▸ **Your instructions**:
Copy all lines in the data that contain the string "examples".

▸ **Data in this exercise**:
-*-*-

Issue #233, opened 2021-08-17
[FEATURE] A circle progress bar


SkyLissh:
## Description of the requested feature
I try make it by myself, just with css and xml, but no luck. While looking if someone tried the same, I found a repo of the implementation with GTK in vala.

## Proposed configuration syntax
May use
```xml
 <progress circle="true" />
```

# Additional context
![image](https://user-images.githubusercontent.com/72633267/129667503-7355095c-f504-4077-9838-95d67a68e27e.png)
Repo of [phastmike](https://github.com/phastmike/vala-circular-progress-bar)

undefinedDarkness:
Oooo, that is a nice example

druskus20:
working on this woo

legendofmiracles:
Will be closed by #328 (read: elkowar please link lol)

elkowar:
Was indeed implemented by #328!

PR #328, opened 2021-10-31
Circular progress widget

druskus20:
## Description

This PR implements circular progress widgets as mentioned in #233. 

## Usage

```lisp 
(box :class "bar"
     :space-evenly true
  (circular-progress :class "thingy"
                   :value {round(EWW_CPU.avg, 0)}
                   :thickness 5
                   :clockwise true
                   :start-at 30
         (label :text "${round(EWW_CPU.avg, 0)}"))))
```

### Showcase
image

## Checklist

### DIFF
--- a/Cargo.lock
+++ b/Cargo.lock
@@ -63,7 +63,7 @@ checksum = "a83b21d2aa75e464db56225e1bda2dd5993311ba1095acaa8fa03d1ae67026ba"
 dependencies = [
  "atk-sys",
  "bitflags",
- "glib 0.14.4",
+ "glib 0.14.8",
  "libc",
 ]
 
@@ -152,7 +152,7 @@ checksum = "f859ade407c19810ae920b4fafab92189ed312adad490d08fb16b5f49f1e2207"
 dependencies = [
  "bitflags",
  "cairo-sys-rs",
- "glib 0.14.4",
+ "glib 0.14.8",
  "libc",
  "thiserror",
 ]
@@ -428,7 +428,7 @@ dependencies = [
  "gdk-pixbuf 0.9.0",
  "gdkx11",
  "gio 0.9.1",
- "glib 0.10.3",
+ "glib 0.14.8",
  "grass",
  "gtk",
  "gtk-layer-shell",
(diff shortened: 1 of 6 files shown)


druskus20:
This should be done now

druskus20:
So basically, the way to center something inside the widget currently is: 
```
halign: "center"
valign: "center"
height: 20
width: 20
```
Because there's currently an issue with setting both height and width at the same time (being fixed in state_rework

druskus20:
Woops

druskus20:
Currently there is an issue with adding multiple children to a `circular-progress` widget. Because it is a bin, it only allows one direct children. If the user tries to ad more, gtk will error out as it is a configuration error: 
```
(eww:143555): Gtk-WARNING **: 13:42:03.247: Attempting to add a widget with type GtkLabel to a CircProg, but as a GtkBin subclass a CircProg can only contain one widget at a time; it already contains a widget of type GtkLabel
```

However, it doesnt end there, and gtk continues to throw draw() errors every redraw:
```
(eww:140854): Gtk-CRITICAL **: 13:38:55.443: gtk_container_propagate_draw: assertion '_gtk_widget_get_parent (child) == GTK_WIDGET (container)' failed
```

This in my opinion just makes it harder for the user to figure out what the problem is. The only way to prevent those messages that I can come up with is adding an additional check at the end of `CircProgPriv`'s `draw` function.
```rust
// Old
if let Some(child) = &*self.content.borrow() {
    widget.propagate_draw(child, &cr); 
}
// New
if let Some(child) = &*self.content.borrow() {
    if let Some(_parent) = child.parent() { widget.propagate_draw(child, &cr); }
}
```

druskus20:
> So basically, the way to center something inside the widget currently would be:
> ....

This has been fixed by using cairo clip, and it will also allow to set a background color in the children widget.



> Currently there is an issue when the user tries to have multiple children inside a `circular-progress` widget. Because it is a subclass of Gtk::Bin, it will only allow for one direct children. Therefore, gtk with error out. This is intended.

This has also been fixed by checking that the container doesnt already have a children at the moment of inserting a new one.

druskus20:
At this point it works. However, there's still the issue that gtk::Bin doesnt support margin / padding. This is also relevant for #338

druskus20:
Margin right now should behave like it does with a normal `gtk::Box`

PR #334, opened 2021-11-04
Update README.md with another example setup

iSparsh:
## Description
Added link to my repo as well as showcase image in the README for examples.

## Usage
Helps people understand structured yuck configs, (rudimentary) rofi-like configuration example as well as power-menu popup

## Showcase
Added showcase image (all 3 windows)

## Additional Notes
I had a few questions/suggestions
Should we create a README in the examples directory which has all the example links and pictures (like this one) over there, instead of populating the main README?
Let me know about any changes.

### DIFF
--- a/README.md
+++ b/README.md
@@ -40,6 +40,9 @@ Additionally, a couple _amazing_ people have started to work on an
 * [Setup by adi1090x](https://github.com/adi1090x/widgets)
 ![Nordic](https://raw.githubusercontent.com/adi1090x/widgets/main/previews/nordic.png)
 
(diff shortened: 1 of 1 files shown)


elkowar:
Looks good! I think it'd be good if you renamed the eww_windows etc files to actually be `.yuck`, such that people cloning it actually have the correct editor support etc if they have that set up. 

Putting examples into a separate file might soon be a good idea, as more and more examples accumulate - but for now, this is pretty good

iSparsh:
@elkowar done! thanks so much. I'll be sure to make more widgets. PS: Excited for the state rework and new graphs 👀

PR #342, opened 2021-11-08
Remove superfluous period in an inline code block

Vermoot:
There's a period there that shouldn't be there.

Am I a contribewwtor or WHAT


elkowar:
Hell yea, thanks!

Issue #332, opened 2021-11-03
[FEATURE] Proper Magic Variable Documentation


iSparsh:
## Description of the requested feature
Not enough documentation for the eww magic variables. There is no way to know which values to use on the wiki. For example: `EWW_CPU` has a `.avg` value that can be accessed, but I only know that through example configurations. There is no easy way to know these values easily on the Wiki page.

legendofmiracles:
Can this be assigned to me?

legendofmiracles:
@iSparsh This is what I got so far, quick and ugly. 
![image](https://user-images.githubusercontent.com/30902201/140592753-38aeb28a-a49a-4586-9950-24fab2addf39.png)
Anything that you don't like?

iSparsh:
That's perfect @legendofmiracles ! Thanks so much.

legendofmiracles:
That was my plan originally - when i first added them, but elkowar didn't like it because they would have to be maintained. 
The one example that exists only exists because I wanted to showcase the special syntax.

iSparsh:
Alright then! I guess its resolved. Thanks!

legendofmiracles:
Uhh, I haven't opened the PR yet.
I'd rather have it open to remind to finish it

PR #343, opened 2021-11-08
add properties to magic vars

legendofmiracles:
Closes https://github.com/elkowar/eww/issues/332


elkowar:
might be more fitting to call the heading "structure" or something, has having it be "properties" and then just a single json codeblock is kinda weird

elkowar:
looking good, thanks!

PR #379, opened 2022-01-03
Added gtk-layer-shell as a dependency in the docs

### LINKED ISSUE #370: Add `gtk-layer-shell` to dependency list in docs
Currently, `eww` depends upon [gtk-layer-shell](https://github.com/wmww/gtk-layer-shell) when compiled with `--features=wayland`.  It might be helpful to list this in the [documentation](https://elkowar.github.io/eww/eww.html) under "Packages".

Robert7301201:
gtk-layer-shell is a required dependency but is not listed in the docs. This pull request adds gtk-layer-shell to the list of dependencies in the docs.

Closes #370

### DIFF
--- a/docs/src/eww.md
+++ b/docs/src/eww.md
@@ -27,6 +27,7 @@ The following list of package names should work for arch linux:
 <summary>Packages</summary>
 
 - gtk3 (libgdk-3, libgtk-3)
+- gtk-layer-shell
 - pango (libpango)
 - gdk-pixbuf2 (libgdk_pixbuf-2)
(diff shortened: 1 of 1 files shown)


elkowar:
Ohhh true, I forgot the Wayland specific deps when setting these up. Would probably be good to note that it's only required on Wayland, I. E.
`gtk-layer-shell (only on Wayland)`

Robert7301201:
Updated docs to parenthetically note that `gtk-layer-shell` is only required on Wayland.

elkowar:
Thanks!

PR #389, opened 2022-02-02
Add new vertical bar examples.

rxyhn:
I've added a aesthetic vertical bar example for eww documentation.


elkowar:
Thanks, this looks great!

PR #396, opened 2022-02-06
fix: limit ipc socket filename length

viandoxdev:
## Description

This PR changes how the ipc socket file is named to make sure that it doesn't exceed the 108 bytes limit for socket filenames on linux, which could be hit with a long configuration path.

This is done by changing how `daemon_id` (variable dictating the eww log and ipc socket filenames) is made: by hashing the config directory path instead of base64 encoding it.

### Additional Notes

This also adds a warning when the path still ends up longer than 100 bytes, in the (**very**) rare case that someone changed their `XDG_RUNTIME_DIR` to something pretty long.

## Checklist

> This is probably not a notable change.

### Tested

 - [x] compiling
 - [x] running the daemon
 - [x] sending commands (opening and closing windows)

### DIFF
--- a/Cargo.lock
+++ b/Cargo.lock
@@ -412,7 +412,6 @@ name = "eww"
 version = "0.2.0"
 dependencies = [
  "anyhow",
- "base64",
  "bincode",
  "cairo-rs",
  "cairo-sys-rs",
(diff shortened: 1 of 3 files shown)


elkowar:
This looks good! thanks!
Given that this seems to be the only use of the base64 crate, can we remove that dependency as well, now that it's unused?

elkowar:
Looks good! Thanks!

-*-*-

▸ **Your solution**:
Added link to my repo as well as showcase image in the README for examples.
Should we create a README in the examples directory which has all the example links and pictures (like this one) over there, instead of populating the main README?
Putting examples into a separate file might soon be a good idea, as more and more examples accumulate - but for now, this is pretty good
Add new vertical bar examples.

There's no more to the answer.